Over the past few days I’ve been developing some predictive models in R, for the solubility data being generated as part of the ONS Solubility Challenge. As I develop the models I put up a brief summary of the results on the wiki. In the end however, we’d like to use these models to predict the solubility of untested compounds. While anybody can send me a SMILES string and get back a prediction, it’s more useful (and less work for me!) if a user can do it themselves. This requires that the models be deployed and made available as a web page or a service. Last year I developed a series of statistical web services based on R. The services were written in Java and are described in this paper. Since I’m working more with REST services these days, I wanted to see how easy it’d be to develop a model deployment system using Python, thus avoiding a multi-tiered system. With the help of rpy2, it turns out that this wasn’t very difficult.
The setup is a mod_python based REST service. Before describing the service, a little bit about the models themselves. The setup requires that you develop a model in R and then save it as a binary R file (via save). Right now you have to save the model in a variable called “model” – a bit restrictive but it might change in the future. You can build any type of model that has overloaded the predict method. Once you have that you need to edit a model manifest file that contains information on the author, description of the model and so on. More importantly, you have to specify the descriptors used in the model. This leads to a limitation – the descriptor calculation step of the service uses the CDK descriptor service and so the models must employ the CDK descriptors. While restrictive it’s not too bad, since the CDK has a wide variety of molecular descriptors. You can get more details about how models are deployed and the format of the manifest from the GitHub repository.
With the model file and the manifest details it’s pretty easy to setup a simple Python service that uses rpy2 to load the model, calculate descriptors for an input SMILES (Base64 encoded), get a prediction and return it. Thus, to get a list of available models, visit
This gives a plain text page with a list of model identifiers You can then use a model identifier to get the details of the model (as provided by the author of the model) by appending the identifier. An example would be
Finally, to get a prediction from the above model, simply append a Base64 encoded SMILES string
and you end up with a plain text represtation of the predicted value.

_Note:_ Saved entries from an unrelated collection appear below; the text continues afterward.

PR #380, opened 2022-08-02
Write nixpacks related files to .nixpacks directory

AhmedMozaly:
## What does this PR address?
This PR change the output path for Nixpacks-related files (like Dockerfile & environment.nix) to be created under `.nixpacks` sub-directory instead of the root path of the output dir.

This should avoid the need to override certain user files (like Dockerfile) if was already exists and keep away some unexpected behavior, Like finding out DOCKERFILE in user provided code instead of Dockerfile which cause docker build step to break later.

## Before submitting:

### DIFF
--- a/src/nixpacks/builder/docker.rs
+++ b/src/nixpacks/builder/docker.rs
@@ -20,6 +20,7 @@ const DOT_NIXPACKS_DIR: &'static &str = &".nixpacks";
 struct OutputDir {
     root_path: PathBuf,
     dockerfile_path: PathBuf,
+    environment_nix_path: PathBuf,
 }
 
 impl OutputDir {
@@ -34,19 +35,14 @@ impl OutputDir {
         }
 
         let dockerfile_path = PathBuf::from(&dot_nixpacks_dir).join(PathBuf::from("Dockerfile"));
+        let environment_nix_path =
+            PathBuf::from(&dot_nixpacks_dir).join(PathBuf::from("environment.nix"));
 
         Ok(OutputDir {
             root_path,
             dockerfile_path,
+            environment_nix_path,
         })
-    }
-
-    pub fn get_nixpacks_file_path(&self, file_name: String) -> String {
-        PathBuf::from(&self.root_path)
-            .join(PathBuf::from(DOT_NIXPACKS_DIR))
-            .join(PathBuf::from(file_name))
-            .display()
-            .to_string()
     }
 }
 
@@ -99,7 +95,7 @@ impl Builder for DockerBuilder {
         self.write_assets(plan, dest).context("Writing assets")?;
         self.write_dockerfile(plan, &output_dir.dockerfile_path, env)
             .context("Writing Dockerfile")?;
-        self.write_nix_expression(plan, &output_dir)
+        self.write_nix_expression(plan, &output_dir.environment_nix_path)
             .context("Writing NIx expression")?;
 
         // Only build if the --out flag was not specified
@@ -201,8 +197,7 @@ impl DockerBuilder {
         Ok(())
     }
 
-    fn write_nix_expression(&self, plan: &BuildPlan, output_dir: &OutputDir) -> Result<()> {
-        let environment_nix_path = output_dir.get_nixpacks_file_path("environment.nix".to_string());
+    fn write_nix_expression(&self, plan: &BuildPlan, environment_nix_path: &PathBuf) -> Result<()> {
         let nix_expression = nix::create_nix_expression(plan);
 
         let mut nix_file =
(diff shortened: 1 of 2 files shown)


src/nixpacks/builder/docker.rs
```diff
@@ -139,21 +204,25 @@ impl DockerBuilder {
...
-        let dockerfile = self.create_dockerfile(plan, env);
-
-        let dockerfile_path = PathBuf::from(dest).join(PathBuf::from("Dockerfile"));
-        File::create(dockerfile_path.clone()).context("Creating Dockerfile file")?;
+    fn write_dockerfile(
+        &self,
+        plan: &BuildPlan,
+        dockerfile_path: &str,
+        env: &Environment,
+        environment_nix_path: &str,
```
coffee-cup, line 212: It is a bit strange to be passing in the nix environment path when creating the dockerfile. I think it would be better to just pass in the full path of the dockerfile that should be created.

src/nixpacks/builder/docker.rs
```diff
@@ -15,6 +15,50 @@ use indoc::formatdoc;
...
+
+        let environment_nix_relative_path = PathBuf::from(DOT_NIXPACKS_DIR)
+            .join(PathBuf::from("environment.nix"))
+            .display()
+            .to_string();
+
+        let environment_nix_absolute_path = PathBuf::from(root_path)
+            .join(PathBuf::from(&environment_nix_relative_path))
+            .display()
+            .to_string();
```
coffee-cup, line 47: Instead of storing both the absolute and relative paths for this single file, how about storing JUST either the absolute or relative paths for both the dockerfile and environment file.

src/nixpacks/builder/docker.rs
```diff
@@ -15,6 +15,50 @@ use indoc::formatdoc;
 use tempdir::TempDir;
 use uuid::Uuid;
 
+const DOT_NIXPACKS_DIR: &'static &str = &".nixpacks";
+
+struct OutputDir {
+    root_path: String,
+    dockerfile_path: String,
+    environment_nix_relative_path: String,
+    environment_nix_absolute_path: String,
```
coffee-cup, line 24: Any reason for storing these as strings instead of `PathBuf`s?

src/nixpacks/builder/docker.rs
```diff
@@ -60,16 +107,23 @@ impl Builder for DockerBuilder {
...
+        self.write_nix_expression(plan, &output_dir.environment_nix_absolute_path)
             .context("Writing NIx expression")?;
 
         // Only build if the --out flag was not specified
         if self.options.out_dir.is_none() {
-            let mut docker_build_cmd = self.get_docker_build_cmd(plan, name.as_str(), dest)?;
+            let mut docker_build_cmd =
+                self.get_docker_build_cmd(plan, name.as_str(), &output_dir)?;
+            let answer = format!("{:?}", docker_build_cmd);
+            println!("command is {}", answer); // Execute docker build;
```
coffee-cup, line 125: Can remove this

coffee-cup (commented):
Looks good, just a few comments

src/nixpacks/builder/docker.rs
AhmedMozaly: I've removed both & added new `get_nixpacks_file_path` method to resolve absolute path

src/nixpacks/builder/docker.rs
```diff
@@ -15,6 +15,38 @@ use indoc::formatdoc;
...
+        let dot_nixpacks_dir = PathBuf::from(&root_path)
+            .join(PathBuf::from(DOT_NIXPACKS_DIR))
+            .display()
+            .to_string();
+
+        if fs::metadata(&dot_nixpacks_dir).is_err() {
+            fs::create_dir_all(&dot_nixpacks_dir)?;
+        }
+
+        let dockerfile_path = PathBuf::from(&dot_nixpacks_dir).join(PathBuf::from("Dockerfile"));
```
coffee-cup, line 38: nit: Move the `"Dockerfile"` variable to a constant too

src/nixpacks/builder/docker.rs
```diff
@@ -222,7 +276,7 @@ impl DockerBuilder {
         };
 
         // -- Setup
-        let mut setup_files: Vec<String> = vec!["environment.nix".to_string()];
+        let mut setup_files: Vec<String> = vec![environment_nix_path];
```
coffee-cup, line 279: I think this can just use `ENVIRONMENT_NIX` instead of `environment_nix_path`

coffee-cup (approved):
Some minor comments but otherwise good 😄

src/nixpacks/builder/docker.rs
AhmedMozaly: Here, we need the relative path `.nixpacks/environment.nix` thats why we need to compute it first. because ENVIRONMENT_NIX only represents `environment.nix`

Admittedly the current version of this service is a quick hack and has a number of restrictions. While any type of model can be deployed, something like a random forest model will require you to list many descriptors in the manifest file manually. In the future, this should probably be automated via an R function. While the manifest for a given model can contain an arbitrarily long description, it’s up to the developer to decide what goes in. Ideally, we’d serialize the model to PMML so that we could easily include details such as coefficients, training and validation statistics and so on. The use of PMML would allow easy inclusion in the manifest. On the other hand it’s relatively easy to extract this information from the model file, so it might simply require the construction of a different URL.
Another drawback is the fact that one gets a single return value. Now, it’s pretty easy to extract, say, confidence limits but this is dependent on the nature of the model. Providing more information in the return value would probably best be handled by generating PMML output.
The current format of the manifest file is pretty crude – ideally I’d use Dublin Core to represent provenance and support more details of the model (such as model type etc), thus avoiding the need to load the model file. Also, there is no schema for the format, which would be a useful addition. Some form of versioning information would also be useful.
One of the biggest performance bottlenecks is that the service deals with one SMILES string at a time. If you’re getting predictions for many molecules, this can become slow (since each prediction loads the model file). Ideally, the service would recognize a POST request and pull one or more SMILES from the fields in the request. This would allow predictions in bulk and make it much faster. Another advantage of use POST would be the ability to provide SDF (or any other multi-line) input.
Model deployment is now simple to achieve and Python is sweet!